● Records contained in a dataset
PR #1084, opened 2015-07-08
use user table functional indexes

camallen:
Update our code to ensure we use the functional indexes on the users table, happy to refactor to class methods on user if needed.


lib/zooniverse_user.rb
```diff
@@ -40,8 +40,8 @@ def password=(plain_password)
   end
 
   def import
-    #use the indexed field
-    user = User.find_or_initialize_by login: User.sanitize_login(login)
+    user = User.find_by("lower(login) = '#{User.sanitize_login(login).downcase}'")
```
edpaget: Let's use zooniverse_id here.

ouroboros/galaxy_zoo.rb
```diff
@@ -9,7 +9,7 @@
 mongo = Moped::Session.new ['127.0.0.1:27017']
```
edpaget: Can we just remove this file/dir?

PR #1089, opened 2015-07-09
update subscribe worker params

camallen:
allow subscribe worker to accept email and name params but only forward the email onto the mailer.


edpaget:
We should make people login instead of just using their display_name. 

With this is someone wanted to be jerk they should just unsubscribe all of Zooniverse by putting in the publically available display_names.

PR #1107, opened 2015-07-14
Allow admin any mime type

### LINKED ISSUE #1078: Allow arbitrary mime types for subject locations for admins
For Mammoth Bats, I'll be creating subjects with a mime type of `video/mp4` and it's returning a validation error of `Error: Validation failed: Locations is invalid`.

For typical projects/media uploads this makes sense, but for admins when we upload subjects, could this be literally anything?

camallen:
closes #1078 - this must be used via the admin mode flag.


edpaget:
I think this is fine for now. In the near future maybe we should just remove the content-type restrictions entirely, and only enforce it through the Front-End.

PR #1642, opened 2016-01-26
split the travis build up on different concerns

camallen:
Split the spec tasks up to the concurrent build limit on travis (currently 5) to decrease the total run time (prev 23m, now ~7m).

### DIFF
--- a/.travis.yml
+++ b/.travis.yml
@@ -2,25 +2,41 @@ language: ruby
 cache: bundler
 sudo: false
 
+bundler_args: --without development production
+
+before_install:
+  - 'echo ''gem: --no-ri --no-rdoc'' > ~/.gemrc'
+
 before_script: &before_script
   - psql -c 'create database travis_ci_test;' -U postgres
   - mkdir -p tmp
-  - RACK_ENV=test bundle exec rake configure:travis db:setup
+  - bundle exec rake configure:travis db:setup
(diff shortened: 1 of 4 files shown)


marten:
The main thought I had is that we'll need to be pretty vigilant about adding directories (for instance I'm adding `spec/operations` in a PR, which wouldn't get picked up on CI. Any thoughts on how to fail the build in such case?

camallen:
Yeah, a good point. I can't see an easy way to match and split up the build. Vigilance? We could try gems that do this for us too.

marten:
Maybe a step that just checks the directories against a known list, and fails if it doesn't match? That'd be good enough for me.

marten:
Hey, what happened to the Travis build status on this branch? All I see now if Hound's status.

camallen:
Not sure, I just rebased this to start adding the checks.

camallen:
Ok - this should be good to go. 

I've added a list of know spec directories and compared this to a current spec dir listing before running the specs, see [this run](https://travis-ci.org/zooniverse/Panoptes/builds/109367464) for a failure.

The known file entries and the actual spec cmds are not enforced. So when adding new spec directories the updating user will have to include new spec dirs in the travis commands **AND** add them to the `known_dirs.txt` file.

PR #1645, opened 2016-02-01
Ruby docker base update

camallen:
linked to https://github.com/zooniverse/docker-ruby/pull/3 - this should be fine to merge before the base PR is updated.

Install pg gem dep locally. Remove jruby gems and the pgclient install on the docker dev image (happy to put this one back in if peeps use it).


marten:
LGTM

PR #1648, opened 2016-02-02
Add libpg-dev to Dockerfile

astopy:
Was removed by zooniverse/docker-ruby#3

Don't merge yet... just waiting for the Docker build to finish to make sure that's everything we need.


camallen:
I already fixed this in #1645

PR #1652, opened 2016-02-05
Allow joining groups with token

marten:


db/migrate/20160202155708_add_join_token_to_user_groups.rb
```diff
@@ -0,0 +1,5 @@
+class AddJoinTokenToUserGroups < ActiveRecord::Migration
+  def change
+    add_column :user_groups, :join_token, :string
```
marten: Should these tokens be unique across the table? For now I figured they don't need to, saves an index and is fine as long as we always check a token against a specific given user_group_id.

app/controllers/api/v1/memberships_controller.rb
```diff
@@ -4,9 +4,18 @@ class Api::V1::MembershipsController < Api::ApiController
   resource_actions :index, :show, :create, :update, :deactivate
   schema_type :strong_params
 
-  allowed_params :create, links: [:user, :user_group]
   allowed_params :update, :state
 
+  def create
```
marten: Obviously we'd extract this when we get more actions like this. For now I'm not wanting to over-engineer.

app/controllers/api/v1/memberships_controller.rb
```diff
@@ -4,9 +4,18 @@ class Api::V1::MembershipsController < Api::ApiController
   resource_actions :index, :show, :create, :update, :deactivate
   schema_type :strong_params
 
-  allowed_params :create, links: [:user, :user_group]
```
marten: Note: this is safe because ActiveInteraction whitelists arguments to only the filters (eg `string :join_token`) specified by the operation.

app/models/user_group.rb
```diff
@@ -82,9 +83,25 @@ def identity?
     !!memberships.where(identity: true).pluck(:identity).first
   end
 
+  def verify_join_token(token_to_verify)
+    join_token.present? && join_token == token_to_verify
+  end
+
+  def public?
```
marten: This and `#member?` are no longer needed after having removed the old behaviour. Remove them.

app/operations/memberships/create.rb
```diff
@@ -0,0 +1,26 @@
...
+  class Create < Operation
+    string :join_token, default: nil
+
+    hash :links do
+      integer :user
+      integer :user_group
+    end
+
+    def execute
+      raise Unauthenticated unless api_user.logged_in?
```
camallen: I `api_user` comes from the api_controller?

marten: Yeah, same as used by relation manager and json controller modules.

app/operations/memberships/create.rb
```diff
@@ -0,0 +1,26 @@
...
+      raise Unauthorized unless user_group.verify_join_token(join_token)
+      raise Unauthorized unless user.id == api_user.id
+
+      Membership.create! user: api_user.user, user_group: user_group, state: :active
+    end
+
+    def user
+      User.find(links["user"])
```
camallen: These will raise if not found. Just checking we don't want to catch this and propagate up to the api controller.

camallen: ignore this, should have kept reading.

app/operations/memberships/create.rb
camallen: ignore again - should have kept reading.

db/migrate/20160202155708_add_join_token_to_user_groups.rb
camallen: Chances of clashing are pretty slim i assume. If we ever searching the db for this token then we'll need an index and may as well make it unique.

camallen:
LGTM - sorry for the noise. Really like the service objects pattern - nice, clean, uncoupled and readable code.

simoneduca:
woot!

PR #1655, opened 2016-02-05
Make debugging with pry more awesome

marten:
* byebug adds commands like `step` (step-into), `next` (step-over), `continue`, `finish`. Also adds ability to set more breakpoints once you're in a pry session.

==

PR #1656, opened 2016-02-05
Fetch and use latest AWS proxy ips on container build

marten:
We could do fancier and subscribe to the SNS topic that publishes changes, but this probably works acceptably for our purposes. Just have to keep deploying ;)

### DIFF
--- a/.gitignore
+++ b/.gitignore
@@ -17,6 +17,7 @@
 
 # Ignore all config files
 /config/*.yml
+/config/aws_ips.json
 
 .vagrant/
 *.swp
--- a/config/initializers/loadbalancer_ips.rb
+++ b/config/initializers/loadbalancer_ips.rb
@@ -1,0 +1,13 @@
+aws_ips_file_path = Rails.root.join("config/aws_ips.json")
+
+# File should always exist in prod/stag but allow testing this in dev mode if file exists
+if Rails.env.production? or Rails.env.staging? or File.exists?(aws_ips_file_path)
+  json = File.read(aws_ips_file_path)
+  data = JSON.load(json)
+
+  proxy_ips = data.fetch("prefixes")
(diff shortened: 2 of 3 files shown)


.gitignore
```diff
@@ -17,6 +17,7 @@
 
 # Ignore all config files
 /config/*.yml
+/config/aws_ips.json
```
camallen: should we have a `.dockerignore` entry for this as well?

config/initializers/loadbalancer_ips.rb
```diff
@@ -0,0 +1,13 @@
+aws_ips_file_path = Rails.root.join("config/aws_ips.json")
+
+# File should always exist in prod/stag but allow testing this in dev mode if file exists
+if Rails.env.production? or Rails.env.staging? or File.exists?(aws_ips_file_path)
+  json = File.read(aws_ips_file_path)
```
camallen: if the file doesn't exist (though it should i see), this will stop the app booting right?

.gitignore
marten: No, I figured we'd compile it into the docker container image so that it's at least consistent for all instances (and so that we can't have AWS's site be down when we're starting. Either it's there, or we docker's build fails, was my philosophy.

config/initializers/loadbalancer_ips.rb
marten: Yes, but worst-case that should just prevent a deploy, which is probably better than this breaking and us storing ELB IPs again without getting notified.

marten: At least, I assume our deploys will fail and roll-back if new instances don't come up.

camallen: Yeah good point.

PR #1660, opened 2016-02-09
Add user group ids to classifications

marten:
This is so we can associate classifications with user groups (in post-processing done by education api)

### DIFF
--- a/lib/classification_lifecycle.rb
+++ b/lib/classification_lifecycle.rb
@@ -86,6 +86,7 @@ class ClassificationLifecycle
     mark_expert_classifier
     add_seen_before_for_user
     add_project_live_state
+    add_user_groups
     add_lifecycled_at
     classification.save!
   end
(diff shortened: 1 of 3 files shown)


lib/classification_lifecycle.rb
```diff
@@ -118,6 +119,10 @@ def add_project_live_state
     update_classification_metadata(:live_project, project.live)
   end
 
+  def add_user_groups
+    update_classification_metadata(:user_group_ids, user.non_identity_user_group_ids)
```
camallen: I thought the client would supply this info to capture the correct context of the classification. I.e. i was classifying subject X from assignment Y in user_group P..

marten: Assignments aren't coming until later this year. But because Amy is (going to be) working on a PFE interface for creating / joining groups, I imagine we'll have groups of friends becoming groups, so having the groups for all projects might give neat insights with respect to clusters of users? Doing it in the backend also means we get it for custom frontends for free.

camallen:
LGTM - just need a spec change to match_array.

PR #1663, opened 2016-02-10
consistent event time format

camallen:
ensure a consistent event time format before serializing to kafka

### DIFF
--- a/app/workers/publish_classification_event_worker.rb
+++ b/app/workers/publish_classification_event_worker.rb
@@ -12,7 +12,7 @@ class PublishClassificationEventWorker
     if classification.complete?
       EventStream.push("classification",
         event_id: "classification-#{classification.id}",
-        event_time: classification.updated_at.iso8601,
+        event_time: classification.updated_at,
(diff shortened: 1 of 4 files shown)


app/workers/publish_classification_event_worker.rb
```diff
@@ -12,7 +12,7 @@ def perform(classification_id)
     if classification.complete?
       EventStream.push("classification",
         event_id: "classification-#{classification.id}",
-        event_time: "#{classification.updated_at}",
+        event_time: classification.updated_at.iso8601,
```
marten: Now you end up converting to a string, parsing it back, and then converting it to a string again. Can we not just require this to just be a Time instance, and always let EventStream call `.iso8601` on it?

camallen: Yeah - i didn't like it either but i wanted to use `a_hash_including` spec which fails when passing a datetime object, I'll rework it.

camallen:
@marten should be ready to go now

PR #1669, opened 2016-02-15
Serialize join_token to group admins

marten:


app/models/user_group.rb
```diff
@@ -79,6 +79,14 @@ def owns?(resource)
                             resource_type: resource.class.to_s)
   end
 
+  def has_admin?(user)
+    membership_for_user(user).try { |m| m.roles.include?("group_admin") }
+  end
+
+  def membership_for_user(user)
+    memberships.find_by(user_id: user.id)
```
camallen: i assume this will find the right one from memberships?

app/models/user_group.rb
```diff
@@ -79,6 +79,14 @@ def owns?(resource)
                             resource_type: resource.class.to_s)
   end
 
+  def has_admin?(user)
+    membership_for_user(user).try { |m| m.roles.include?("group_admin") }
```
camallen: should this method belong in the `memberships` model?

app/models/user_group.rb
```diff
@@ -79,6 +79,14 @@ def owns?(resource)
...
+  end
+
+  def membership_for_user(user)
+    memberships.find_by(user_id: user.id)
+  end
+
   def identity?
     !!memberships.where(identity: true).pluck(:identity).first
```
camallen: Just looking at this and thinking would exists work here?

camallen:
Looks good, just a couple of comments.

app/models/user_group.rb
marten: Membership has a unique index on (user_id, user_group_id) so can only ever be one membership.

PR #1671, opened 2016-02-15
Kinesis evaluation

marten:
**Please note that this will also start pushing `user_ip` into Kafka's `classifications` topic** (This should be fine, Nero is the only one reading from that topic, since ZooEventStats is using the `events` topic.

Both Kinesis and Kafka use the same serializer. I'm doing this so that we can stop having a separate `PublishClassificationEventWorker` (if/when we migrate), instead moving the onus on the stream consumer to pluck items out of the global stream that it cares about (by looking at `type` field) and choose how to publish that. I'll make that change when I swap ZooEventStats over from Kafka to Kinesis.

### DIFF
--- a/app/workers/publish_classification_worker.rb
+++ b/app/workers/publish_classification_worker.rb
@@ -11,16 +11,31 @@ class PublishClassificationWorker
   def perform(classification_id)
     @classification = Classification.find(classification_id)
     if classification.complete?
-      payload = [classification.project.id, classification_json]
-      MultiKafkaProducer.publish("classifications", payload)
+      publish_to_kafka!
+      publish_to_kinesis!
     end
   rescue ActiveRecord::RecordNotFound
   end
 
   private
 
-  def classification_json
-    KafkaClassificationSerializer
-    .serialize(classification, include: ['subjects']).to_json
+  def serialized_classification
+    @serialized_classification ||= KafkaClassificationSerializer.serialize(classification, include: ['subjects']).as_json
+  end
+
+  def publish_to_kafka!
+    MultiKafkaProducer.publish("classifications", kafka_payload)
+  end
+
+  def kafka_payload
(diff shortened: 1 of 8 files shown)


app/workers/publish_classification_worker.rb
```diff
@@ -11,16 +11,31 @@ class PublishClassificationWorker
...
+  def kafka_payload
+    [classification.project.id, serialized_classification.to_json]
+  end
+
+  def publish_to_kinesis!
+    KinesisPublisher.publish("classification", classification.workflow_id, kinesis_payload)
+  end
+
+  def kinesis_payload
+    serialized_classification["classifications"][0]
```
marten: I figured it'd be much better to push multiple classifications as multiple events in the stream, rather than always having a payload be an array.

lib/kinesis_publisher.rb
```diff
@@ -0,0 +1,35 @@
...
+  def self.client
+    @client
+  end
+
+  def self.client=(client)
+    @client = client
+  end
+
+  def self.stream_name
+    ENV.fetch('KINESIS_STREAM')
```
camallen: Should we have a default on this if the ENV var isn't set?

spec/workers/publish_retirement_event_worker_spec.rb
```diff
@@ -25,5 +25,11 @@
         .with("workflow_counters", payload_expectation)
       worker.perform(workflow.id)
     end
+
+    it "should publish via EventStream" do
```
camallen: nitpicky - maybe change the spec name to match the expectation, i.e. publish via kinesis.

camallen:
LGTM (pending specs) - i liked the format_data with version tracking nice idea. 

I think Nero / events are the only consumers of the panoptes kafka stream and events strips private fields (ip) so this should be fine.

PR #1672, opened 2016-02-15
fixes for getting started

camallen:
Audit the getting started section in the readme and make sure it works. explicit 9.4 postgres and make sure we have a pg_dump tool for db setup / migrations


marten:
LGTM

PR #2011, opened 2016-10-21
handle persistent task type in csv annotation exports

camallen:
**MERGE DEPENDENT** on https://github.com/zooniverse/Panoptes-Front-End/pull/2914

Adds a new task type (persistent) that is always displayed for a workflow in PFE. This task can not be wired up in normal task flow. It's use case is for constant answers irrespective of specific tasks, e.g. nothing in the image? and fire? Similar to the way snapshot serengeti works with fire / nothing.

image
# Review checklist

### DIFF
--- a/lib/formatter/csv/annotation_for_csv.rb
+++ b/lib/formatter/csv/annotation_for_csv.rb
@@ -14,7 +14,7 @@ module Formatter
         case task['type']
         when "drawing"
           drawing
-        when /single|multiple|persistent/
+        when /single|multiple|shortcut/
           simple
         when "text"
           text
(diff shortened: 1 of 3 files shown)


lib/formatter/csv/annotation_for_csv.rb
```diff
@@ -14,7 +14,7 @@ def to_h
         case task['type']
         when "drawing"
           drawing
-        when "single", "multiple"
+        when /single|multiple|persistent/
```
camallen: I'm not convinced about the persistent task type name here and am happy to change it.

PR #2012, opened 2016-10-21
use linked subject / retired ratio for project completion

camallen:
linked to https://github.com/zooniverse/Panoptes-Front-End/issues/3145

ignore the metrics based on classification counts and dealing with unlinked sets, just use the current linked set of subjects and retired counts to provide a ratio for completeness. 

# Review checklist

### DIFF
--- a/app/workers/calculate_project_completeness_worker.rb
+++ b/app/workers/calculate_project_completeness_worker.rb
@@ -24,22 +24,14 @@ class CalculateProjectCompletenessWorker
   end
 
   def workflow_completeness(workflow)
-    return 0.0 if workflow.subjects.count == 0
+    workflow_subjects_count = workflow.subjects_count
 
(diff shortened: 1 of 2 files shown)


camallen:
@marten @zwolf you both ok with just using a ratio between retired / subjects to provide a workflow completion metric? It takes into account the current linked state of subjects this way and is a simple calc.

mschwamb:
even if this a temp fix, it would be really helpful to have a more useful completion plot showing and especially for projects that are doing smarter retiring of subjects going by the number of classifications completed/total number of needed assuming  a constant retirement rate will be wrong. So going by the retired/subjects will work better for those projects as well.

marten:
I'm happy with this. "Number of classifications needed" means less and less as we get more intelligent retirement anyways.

● WHAT THIS TASK INVOLVES
In the records above, how many lines contain the string "pull"? State that number only.

● RESPONSE BELOW
2